I began attending university in the spring of 1946, when it was actually first being reopened. I picked the Faculty of Journalism at the University of Political and Social Sciences. It was composed of three faculties: political, social and journalistic. This school was also intended for future diplomats, that is, the political and social faculties, not the journalistic one. Already as an adolescent I had written poems, and during the war as well. Besides movement, dance, my strongest interest was literature, so that meant that it had to be some school where you worked with words.
After finishing school, in 1950 I started working in feature films at Barrandov [a famous film studio in Prague - Editor's note], where they wanted students, in the so-called lectorate.
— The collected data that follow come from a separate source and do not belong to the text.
PR #2379, opened 2020-07-14
chore(aria-required-parent): work with standards object

straker:
Implicit nodes is being deprecated in favor of just getting the role of the node in question. 

Part of issue #2108 

## Reviewer checks

### DIFF
--- a/lib/commons/aria/required-context.js
+++ b/lib/commons/aria/required-context.js
@@ -15,7 +15,7 @@ function requiredContext(role) {
 		return null;
 	}
 
-	return roleDef.requiredContext;
+	return [...roleDef.requiredContext];
 }
 
 export default requiredContext;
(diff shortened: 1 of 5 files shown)


lib/commons/aria/required-context.js
```diff
@@ -9,15 +9,13 @@ import lookupTable from './lookup-table';
...
 
-	if (roles) {
-		// TODO: es-module-utils.clone
-		context = axe.utils.clone(roles.context);
+	if (!roleDef || !Array.isArray(roleDef.requiredContext)) {
+		return null;
 	}
-	return context;
+
+	return roleDef.requiredContext;
```
WilcoFiers, line 18: We should return a copy here. The return value isn't immutable, we can't assume some rule isn't going to accidentally modify this object.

It was this first sieve, where themes were sent. I'd only been at the lectorate for about a year and a half, when they threw me out. The 1950s were beginning, and when they threw me out for being unreliable - at the time it was Jiri Hajek [Hajek, Jiri (1919 - 1994): Czech literary and theater critic - Editor's note], who was later in charge of Plamen [Plamen; monthly literary magazine. Jiri Hajek was the magazine's editor-in-chief during 1959 - 1968 - Editor's note], not the minister, but the literary critic, a very passionate one - the reason they gave me was that they didn't have anything against me personally, but that I was unreliable because I was Jewish.
For a long time after being fired from Barrandov, about two years, I couldn't find a job; they wouldn't even vet me for working in a factory. Those were hard times, but I survived it all, and finally I ended up back in film. Prior to that I worked for some time for the Nase Vojsko [Our Army] publishing house, but when my background was again exposed, I again had to leave. I returned to film sometime in 1954 with the help of a classmate of mine from the faculty, because she was Z. Nejedly's [Nejedly, Zdenek (1878 - 1962): Czech historian, musicologist and critic, publicist and politician - Editor's note] secretary. Basically it couldn't happen normally. At first I worked in the film library. That was in Klimentska Street, but it belonged under Central Czech Film. There I put together these yearbooks. What had been done, what films had been made, and so on. It of course bored me immensely. But then I got into the press department of the Central Film Lending Office on Narodni Avenue. And in 1963 I left there to do dramaturgy for animated and puppet films. In the beginning we were located at Klarov, where the metro [station] is now. There was a pavilion there, which they tore down. The we were at Barrandov. I stayed there until the end, until I retired, and enjoyed it very much. I also worked past retirement quite a while. I think that I retired the year of the revolution, when I was already 63.
I was married twice. My first husband was named Josef Till, an architect. He was born in 1924. I don't even know any more how we met. We were married in 1955, and I was with him for four years. We had no children. My first husband was good and kind, but drank. That was the main reason for our divorce.
When I married for a second time in 1963, I married a Jew. But again I didn't know back then that he'd lived through what I had. It didn't occur to me that he could also be a Jew, he doesn't look it at all. But I think that the common experience then probably connected us. Those feelings of alienation that accompany a person, we didn't have to explain that to each other. We understood each other. My husband is named Jiri Munk and is an architect.